▶ TASK TO COMPLETE
Quote the whole listing word for word, please.

▶ SOURCE MATERIAL
>>>>>
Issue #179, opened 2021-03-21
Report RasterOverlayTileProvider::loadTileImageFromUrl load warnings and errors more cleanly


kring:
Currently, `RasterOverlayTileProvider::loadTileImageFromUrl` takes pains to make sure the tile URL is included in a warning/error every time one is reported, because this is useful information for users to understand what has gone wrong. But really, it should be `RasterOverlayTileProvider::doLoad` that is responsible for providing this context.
<<<<<
▶ OUTPUT FOR THIS TASK
Issue #179, opened 2021-03-21
Report RasterOverlayTileProvider::loadTileImageFromUrl load warnings and errors more cleanly


kring:
Currently, `RasterOverlayTileProvider::loadTileImageFromUrl` takes pains to make sure the tile URL is included in a warning/error every time one is reported, because this is useful information for users to understand what has gone wrong. But really, it should be `RasterOverlayTileProvider::doLoad` that is responsible for providing this context.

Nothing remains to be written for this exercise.